## What is needed
Look through the records that follow and state how many lines hold the word "https", without adding anything.

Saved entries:
= Beginning of Section =

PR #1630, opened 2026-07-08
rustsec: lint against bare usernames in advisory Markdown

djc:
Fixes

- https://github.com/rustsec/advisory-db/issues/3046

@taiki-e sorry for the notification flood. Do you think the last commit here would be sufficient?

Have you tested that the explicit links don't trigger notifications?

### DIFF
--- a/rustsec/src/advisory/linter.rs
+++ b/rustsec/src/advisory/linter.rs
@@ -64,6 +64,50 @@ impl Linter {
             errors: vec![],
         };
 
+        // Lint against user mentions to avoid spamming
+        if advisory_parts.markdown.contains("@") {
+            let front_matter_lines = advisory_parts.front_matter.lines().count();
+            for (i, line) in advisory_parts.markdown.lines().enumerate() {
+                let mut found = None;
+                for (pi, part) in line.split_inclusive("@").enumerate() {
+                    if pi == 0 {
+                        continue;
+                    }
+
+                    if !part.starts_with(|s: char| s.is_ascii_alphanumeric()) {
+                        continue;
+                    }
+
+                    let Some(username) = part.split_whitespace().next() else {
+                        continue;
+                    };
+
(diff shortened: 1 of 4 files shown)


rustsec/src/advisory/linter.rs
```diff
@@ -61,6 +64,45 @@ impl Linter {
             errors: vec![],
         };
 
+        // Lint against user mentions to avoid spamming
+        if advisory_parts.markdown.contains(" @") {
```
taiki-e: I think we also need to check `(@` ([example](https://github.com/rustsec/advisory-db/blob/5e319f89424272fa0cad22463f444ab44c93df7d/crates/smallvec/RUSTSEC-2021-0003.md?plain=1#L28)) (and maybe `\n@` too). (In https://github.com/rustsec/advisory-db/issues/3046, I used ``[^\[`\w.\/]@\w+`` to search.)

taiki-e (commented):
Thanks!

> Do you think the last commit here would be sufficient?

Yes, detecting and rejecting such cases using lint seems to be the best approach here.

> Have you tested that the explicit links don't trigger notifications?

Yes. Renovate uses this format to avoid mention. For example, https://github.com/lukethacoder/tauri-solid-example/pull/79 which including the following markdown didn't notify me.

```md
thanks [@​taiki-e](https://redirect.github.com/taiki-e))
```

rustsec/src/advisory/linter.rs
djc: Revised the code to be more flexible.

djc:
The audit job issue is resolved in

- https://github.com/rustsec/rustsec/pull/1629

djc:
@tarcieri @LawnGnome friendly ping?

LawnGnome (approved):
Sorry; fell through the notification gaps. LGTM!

= End of Section =

## Solution below
5